- Born: 1938 (age 87–88)
- Website: danmess.com.br

= Daniel Messias =

Daniel Messias (São Paulo, December 13, 1938) is a Brazilian animator. He is the son of comic book artist Messias de Mello and the nephew of poet and journalist Judas Isgorogota.

== Career ==
Daniel Messias began working in animation in the early 1970s, having founded his own studio in 1975.

== Cameos ==
Among other projects, he was responsible for Brazilian Television segments for the animation channel Cartoon Network such as a series of short films about the Discovery of Brazil called "Terra á vista" featuring characters from Cow and Chicken, Dexter's Laboratory, The Powerpuff Girls, I Am Weasel, Johnny Bravo, Ed, Edd n Eddy, Codename: Kids Next Door, Courage the Cowardly Dog, The Grim Adventures of Billy & Mandy, Whatever Happened to... Robot Jones?, Foster's Home for Imaginary Friends, Hi Hi Puffy AmiYumi, The Life and Times of Juniper Lee, Camp Lazlo, My Gym Partner's a Monkey, Ben 10 (2005 TV series), Squirrel Boy,Chowder, The Marvelous Misadventures of Flapjack and The Looney Tunes Show as well as local episodes editions of Space Ghost: Coast to Coast and various commercials.

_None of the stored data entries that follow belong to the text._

PR #64, opened 2020-02-16
Filter smoothing

paulfd:
It appears that the spaceship sounds comes from the initial smoothing from 0 to whatever parameters the filter starts on. This is a transient thing, there's no issue once the smoothing stops which is also why you can only really see it on spectrograms/envelopes.

There are I guess different ways to handle the problem:

- In this PR, I went with a smaller transition period, which implies going in Faust from `si.smoo` for smoothing to `si.smooth(ba.tau2pole(desired value for tau in seconds))`. The parameters appear to take between 5 and 10 `tau` to stabilize, the theoretical value being around 7 (@jpcima feel free to correct).
- The "best" solution would be to only smooth after the first initialization of the parameters, but apparently it is complicated right now for Faust-generated code at least. We could do this by dry-running the filters for about `5 * tau` on initialization but there's a substantial cost.
- Another possibility would be to not smooth within Faust at all and smooth the parameter changes within sfizz. We'll have to do this in a couple other places anyway, but it might be better for filter stability to smooth the biquad's parameters rather than the input parameters of the filters.

As said, this PR takes the first approach which might be the best compromise in the short term.

### DIFF
--- a/src/sfizz/dsp/filters/filters_modulable.dsp
+++ b/src/sfizz/dsp/filters/filters_modulable.dsp
@@ -66,7 +66,8 @@ ap1Smooth(s,f) = fi.iir((a,1.),(a)) with {
 //------------------------------------------------------------------------------
 // Example
 //------------------------------------------------------------------------------
-// process = rbjLpfSmooth(si.smoo, cutoff, 0.0, resonance : ba.db2linear) with {
-//   cutoff = hslider("[1] Cutoff [unit:Hz] [scale:log]", 440.0, 50.0, 10000.0, 1.0);
-//   resonance = hslider("[2] Resonance [unit:dB]", 0.0, 0.0, 40.0, 0.1);
-// };
+process = rbjPeakingEqSmooth(si.smooth(ba.tau2pole(0.001)), cutoff, gain, resonance) with {
+  cutoff = hslider("[1] Cutoff [unit:Hz] [scale:log]", 50.0, 50.0, 10000.0, 1.0);
+    resonance = hslider("[2] Resonance [unit:dB]", 1.0, 0.0, 40.0, 0.1);
+	gain = hslider("[2] gain [unit:dB]", 1.0, -80.0, 80.0, 0.1);
+ };
--- a/src/sfizz/dsp/filters/filters_modulable.dsp
+++ b/src/sfizz/dsp/filters/filters_modulable.dsp
@@ -62,12 +62,3 @@ hp1Smooth(s,f) = fi.iir((0.5*(1.+p),-0.5*(1+p)),(0.-p)) with {
 ap1Smooth(s,f) = fi.iir((a,1.),(a)) with {
   a = (-1.+2.*ma.PI*f/ma.SR) : s;
 };
-
-//------------------------------------------------------------------------------
-// Example
-//------------------------------------------------------------------------------
-process = rbjPeakingEqSmooth(si.smooth(ba.tau2pole(0.001)), cutoff, gain, resonance) with {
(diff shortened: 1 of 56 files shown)


src/sfizz/dsp/filters/filters_modulable.dsp
```diff
@@ -66,7 +66,8 @@ ap1Smooth(s,f) = fi.iir((a,1.),(a)) with {
 //------------------------------------------------------------------------------
 // Example
 //------------------------------------------------------------------------------
-// process = rbjLpfSmooth(si.smoo, cutoff, 0.0, resonance : ba.db2linear) with {
-//   cutoff = hslider("[1] Cutoff [unit:Hz] [scale:log]", 440.0, 50.0, 10000.0, 1.0);
-//   resonance = hslider("[2] Resonance [unit:dB]", 0.0, 0.0, 40.0, 0.1);
-// };
+process = rbjPeakingEqSmooth(si.smooth(ba.tau2pole(0.001)), cutoff, gain, resonance) with {
```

These projects often utilized Warner Bros. characters (including those from Hanna-Barbera (The Flintstones, The Jetsons, Top Cat, Wally Gator, Snagglepuss, Augie Doggie and Doggie Daddy, Scooby-Doo, Where Are You!, Atom Ant, Magilla Gorilla, Lippy the Lion and Hardy Har Har, Pixie and Dixie and Mr. Jinks, Huckleberry Hound, Quick Draw McGraw, Snooper and Blabber), MGM Cartoons (The Pink Panther Show, Tom and Jerry and Dumb-Hounded), Cartoon Network, and the comic book publisher DC Comics, all of which belong to the same conglomerate). Daniel also directed animated short films, most notably Natal da Turma da Mônica (1976), Dinda's (1993), and Los 3 Amigos (2009). With the latter, he won the 22nd HQ Mix Trophy in the "Best Adaptation to Another Medium" category.